## [Activity]
Each line from the start of the records through the line containing "I changed where" is to be transcribed exactly, and no other line is to be included.

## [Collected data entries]
%%

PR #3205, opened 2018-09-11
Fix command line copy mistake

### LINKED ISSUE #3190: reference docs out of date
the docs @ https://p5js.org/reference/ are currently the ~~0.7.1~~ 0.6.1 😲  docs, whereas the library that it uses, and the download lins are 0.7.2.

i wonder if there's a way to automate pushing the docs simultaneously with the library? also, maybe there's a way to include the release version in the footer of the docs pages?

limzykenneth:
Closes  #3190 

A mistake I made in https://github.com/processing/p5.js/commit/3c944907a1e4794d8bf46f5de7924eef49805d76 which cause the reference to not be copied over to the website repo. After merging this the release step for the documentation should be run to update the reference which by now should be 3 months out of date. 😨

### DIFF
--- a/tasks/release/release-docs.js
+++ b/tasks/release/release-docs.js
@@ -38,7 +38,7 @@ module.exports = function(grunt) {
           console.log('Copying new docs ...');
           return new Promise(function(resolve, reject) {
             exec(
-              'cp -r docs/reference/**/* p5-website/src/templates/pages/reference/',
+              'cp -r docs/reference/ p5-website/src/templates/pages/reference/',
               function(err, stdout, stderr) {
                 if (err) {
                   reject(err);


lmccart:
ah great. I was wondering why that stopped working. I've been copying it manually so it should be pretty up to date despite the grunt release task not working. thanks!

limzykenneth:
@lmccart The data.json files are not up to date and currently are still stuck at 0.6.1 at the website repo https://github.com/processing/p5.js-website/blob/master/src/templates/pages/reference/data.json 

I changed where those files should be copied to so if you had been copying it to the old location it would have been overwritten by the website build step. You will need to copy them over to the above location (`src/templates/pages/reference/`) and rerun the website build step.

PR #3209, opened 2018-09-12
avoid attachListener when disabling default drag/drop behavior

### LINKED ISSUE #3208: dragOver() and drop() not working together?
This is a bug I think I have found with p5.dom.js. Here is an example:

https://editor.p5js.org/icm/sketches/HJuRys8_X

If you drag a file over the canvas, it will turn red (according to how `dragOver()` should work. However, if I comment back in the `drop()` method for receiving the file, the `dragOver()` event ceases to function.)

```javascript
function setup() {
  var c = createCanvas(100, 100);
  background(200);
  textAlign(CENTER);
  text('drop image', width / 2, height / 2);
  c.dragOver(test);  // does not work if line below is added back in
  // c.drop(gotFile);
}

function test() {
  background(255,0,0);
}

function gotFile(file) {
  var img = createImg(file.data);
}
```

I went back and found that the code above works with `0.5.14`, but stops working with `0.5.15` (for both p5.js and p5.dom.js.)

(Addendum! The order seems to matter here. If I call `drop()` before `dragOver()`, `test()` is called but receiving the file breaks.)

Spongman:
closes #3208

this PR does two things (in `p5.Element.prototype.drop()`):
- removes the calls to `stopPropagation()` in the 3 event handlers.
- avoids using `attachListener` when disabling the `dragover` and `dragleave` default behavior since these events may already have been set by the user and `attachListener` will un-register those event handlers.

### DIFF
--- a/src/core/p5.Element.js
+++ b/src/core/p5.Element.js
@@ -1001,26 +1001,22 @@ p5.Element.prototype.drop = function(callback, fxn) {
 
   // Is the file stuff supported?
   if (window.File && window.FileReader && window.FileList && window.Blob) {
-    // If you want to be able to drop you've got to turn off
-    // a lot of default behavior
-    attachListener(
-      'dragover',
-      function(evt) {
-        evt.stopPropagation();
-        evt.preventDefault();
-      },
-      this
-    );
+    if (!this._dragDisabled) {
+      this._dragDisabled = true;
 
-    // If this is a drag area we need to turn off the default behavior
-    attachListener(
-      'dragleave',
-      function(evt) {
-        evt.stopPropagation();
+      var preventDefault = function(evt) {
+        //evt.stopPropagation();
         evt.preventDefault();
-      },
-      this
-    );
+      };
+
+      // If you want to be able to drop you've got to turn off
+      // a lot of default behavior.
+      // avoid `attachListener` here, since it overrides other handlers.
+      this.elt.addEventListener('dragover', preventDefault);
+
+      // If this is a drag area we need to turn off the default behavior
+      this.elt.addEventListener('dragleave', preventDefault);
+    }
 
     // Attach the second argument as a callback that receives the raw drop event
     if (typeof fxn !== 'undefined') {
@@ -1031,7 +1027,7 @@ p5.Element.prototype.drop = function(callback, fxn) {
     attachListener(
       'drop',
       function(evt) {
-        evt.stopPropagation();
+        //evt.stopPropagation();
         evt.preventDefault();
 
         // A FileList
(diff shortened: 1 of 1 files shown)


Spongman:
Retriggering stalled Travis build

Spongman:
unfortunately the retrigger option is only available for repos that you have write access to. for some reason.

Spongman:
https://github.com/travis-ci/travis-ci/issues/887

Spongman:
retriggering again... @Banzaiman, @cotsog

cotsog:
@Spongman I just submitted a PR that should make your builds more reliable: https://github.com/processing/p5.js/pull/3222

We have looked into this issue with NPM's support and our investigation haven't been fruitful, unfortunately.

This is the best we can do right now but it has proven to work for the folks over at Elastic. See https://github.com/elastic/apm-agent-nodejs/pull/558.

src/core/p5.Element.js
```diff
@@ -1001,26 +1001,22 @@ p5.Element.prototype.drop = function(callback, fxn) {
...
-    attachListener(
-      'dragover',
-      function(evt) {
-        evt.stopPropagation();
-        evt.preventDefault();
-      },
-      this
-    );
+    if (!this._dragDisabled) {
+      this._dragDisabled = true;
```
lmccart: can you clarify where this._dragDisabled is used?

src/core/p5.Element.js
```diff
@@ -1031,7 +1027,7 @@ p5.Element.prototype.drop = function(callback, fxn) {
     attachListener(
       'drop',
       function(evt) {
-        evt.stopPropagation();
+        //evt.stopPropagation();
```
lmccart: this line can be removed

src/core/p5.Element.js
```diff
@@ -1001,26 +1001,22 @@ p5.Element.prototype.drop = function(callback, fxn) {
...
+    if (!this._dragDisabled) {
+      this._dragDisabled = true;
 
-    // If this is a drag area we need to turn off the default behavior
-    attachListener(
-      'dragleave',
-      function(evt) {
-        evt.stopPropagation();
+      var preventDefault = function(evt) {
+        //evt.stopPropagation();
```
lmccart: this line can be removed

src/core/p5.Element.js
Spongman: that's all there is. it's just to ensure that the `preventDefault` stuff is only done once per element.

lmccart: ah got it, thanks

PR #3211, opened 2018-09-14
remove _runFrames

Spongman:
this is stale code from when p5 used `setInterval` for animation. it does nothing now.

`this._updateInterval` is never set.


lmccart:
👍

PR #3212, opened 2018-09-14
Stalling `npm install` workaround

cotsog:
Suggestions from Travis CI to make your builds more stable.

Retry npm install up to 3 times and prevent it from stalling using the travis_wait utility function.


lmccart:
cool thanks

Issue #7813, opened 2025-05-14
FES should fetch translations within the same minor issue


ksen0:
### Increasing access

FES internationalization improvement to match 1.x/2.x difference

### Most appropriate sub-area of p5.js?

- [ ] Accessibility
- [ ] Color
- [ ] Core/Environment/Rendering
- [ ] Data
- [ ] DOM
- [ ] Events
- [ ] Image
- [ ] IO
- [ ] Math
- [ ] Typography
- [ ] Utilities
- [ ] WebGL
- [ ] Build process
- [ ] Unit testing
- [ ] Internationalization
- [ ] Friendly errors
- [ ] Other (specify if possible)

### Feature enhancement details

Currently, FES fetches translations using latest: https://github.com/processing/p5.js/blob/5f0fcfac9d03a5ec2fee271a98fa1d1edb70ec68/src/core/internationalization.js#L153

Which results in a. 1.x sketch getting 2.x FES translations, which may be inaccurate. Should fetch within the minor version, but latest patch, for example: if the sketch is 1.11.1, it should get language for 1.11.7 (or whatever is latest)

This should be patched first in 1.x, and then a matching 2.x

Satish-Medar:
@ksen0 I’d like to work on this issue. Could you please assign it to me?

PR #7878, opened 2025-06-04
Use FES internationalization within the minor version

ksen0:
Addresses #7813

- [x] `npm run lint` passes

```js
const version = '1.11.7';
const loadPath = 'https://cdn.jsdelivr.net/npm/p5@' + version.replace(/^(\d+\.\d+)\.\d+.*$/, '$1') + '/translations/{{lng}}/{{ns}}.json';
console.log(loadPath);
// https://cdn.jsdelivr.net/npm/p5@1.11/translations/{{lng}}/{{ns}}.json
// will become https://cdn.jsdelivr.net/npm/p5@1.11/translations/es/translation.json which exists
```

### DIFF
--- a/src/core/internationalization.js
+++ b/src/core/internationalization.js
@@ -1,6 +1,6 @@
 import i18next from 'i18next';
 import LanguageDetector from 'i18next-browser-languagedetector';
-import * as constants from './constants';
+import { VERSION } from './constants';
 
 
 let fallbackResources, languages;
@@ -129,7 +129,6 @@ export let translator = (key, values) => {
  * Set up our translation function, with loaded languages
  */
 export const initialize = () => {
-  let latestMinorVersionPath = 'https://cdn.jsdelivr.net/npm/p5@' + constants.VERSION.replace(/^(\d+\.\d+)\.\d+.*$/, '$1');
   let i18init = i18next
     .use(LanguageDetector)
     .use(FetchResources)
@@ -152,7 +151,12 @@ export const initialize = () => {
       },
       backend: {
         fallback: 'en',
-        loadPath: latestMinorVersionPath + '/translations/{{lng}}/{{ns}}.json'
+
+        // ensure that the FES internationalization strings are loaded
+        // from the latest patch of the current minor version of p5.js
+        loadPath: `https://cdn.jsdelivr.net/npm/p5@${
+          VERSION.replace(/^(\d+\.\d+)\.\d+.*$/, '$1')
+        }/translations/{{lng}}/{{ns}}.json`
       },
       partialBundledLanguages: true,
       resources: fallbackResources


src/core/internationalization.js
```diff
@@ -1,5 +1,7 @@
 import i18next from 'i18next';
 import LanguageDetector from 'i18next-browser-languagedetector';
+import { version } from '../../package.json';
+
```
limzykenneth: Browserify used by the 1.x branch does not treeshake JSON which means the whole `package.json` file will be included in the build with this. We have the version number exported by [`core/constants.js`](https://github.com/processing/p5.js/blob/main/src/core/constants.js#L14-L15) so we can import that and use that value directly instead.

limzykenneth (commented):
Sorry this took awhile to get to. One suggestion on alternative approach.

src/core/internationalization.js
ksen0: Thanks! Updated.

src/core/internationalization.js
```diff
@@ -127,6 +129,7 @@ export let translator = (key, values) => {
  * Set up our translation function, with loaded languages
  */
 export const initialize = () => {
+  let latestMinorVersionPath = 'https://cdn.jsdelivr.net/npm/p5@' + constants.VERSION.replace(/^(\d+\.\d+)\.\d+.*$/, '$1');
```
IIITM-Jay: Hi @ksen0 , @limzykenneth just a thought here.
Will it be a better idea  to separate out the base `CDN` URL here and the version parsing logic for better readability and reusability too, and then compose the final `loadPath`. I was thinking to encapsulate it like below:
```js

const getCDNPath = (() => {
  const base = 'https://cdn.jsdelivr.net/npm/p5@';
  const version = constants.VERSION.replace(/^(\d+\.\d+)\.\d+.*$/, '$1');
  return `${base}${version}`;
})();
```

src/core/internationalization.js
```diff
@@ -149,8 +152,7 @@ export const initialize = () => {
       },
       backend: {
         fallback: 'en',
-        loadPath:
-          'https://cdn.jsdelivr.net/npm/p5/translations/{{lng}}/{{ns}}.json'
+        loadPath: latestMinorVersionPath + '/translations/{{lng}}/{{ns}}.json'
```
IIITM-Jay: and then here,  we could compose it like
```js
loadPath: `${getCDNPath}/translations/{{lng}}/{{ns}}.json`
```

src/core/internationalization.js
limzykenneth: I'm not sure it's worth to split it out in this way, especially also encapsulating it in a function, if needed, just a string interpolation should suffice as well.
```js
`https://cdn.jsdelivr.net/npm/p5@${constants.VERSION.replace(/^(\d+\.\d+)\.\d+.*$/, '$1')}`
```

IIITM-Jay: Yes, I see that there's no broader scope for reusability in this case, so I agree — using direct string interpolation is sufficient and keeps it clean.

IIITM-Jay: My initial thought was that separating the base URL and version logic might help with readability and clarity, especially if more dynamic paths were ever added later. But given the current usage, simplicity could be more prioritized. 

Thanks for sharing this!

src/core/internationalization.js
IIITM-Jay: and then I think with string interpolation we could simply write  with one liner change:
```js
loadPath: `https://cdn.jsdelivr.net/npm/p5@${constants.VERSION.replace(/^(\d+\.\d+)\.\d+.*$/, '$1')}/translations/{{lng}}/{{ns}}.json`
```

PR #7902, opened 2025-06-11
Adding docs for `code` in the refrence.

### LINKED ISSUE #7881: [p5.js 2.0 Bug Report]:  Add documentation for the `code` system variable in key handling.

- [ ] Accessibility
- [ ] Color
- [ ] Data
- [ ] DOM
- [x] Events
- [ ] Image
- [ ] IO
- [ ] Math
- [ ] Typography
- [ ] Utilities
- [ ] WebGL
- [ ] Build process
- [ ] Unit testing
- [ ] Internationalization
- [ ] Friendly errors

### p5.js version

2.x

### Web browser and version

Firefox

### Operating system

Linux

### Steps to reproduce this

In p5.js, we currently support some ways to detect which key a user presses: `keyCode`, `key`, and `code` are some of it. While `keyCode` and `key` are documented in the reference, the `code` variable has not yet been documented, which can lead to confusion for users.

%%

## [Your solution]
PR #3205, opened 2018-09-11
Fix command line copy mistake

### LINKED ISSUE #3190: reference docs out of date
the docs @ https://p5js.org/reference/ are currently the ~~0.7.1~~ 0.6.1 😲  docs, whereas the library that it uses, and the download lins are 0.7.2.

i wonder if there's a way to automate pushing the docs simultaneously with the library? also, maybe there's a way to include the release version in the footer of the docs pages?

limzykenneth:
Closes  #3190 

A mistake I made in https://github.com/processing/p5.js/commit/3c944907a1e4794d8bf46f5de7924eef49805d76 which cause the reference to not be copied over to the website repo. After merging this the release step for the documentation should be run to update the reference which by now should be 3 months out of date. 😨

### DIFF
--- a/tasks/release/release-docs.js
+++ b/tasks/release/release-docs.js
@@ -38,7 +38,7 @@ module.exports = function(grunt) {
           console.log('Copying new docs ...');
           return new Promise(function(resolve, reject) {
             exec(
-              'cp -r docs/reference/**/* p5-website/src/templates/pages/reference/',
+              'cp -r docs/reference/ p5-website/src/templates/pages/reference/',
               function(err, stdout, stderr) {
                 if (err) {
                   reject(err);


lmccart:
ah great. I was wondering why that stopped working. I've been copying it manually so it should be pretty up to date despite the grunt release task not working. thanks!

limzykenneth:
@lmccart The data.json files are not up to date and currently are still stuck at 0.6.1 at the website repo https://github.com/processing/p5.js-website/blob/master/src/templates/pages/reference/data.json 

I changed where those files should be copied to so if you had been copying it to the old location it would have been overwritten by the website build step. You will need to copy them over to the above location (`src/templates/pages/reference/`) and rerun the website build step.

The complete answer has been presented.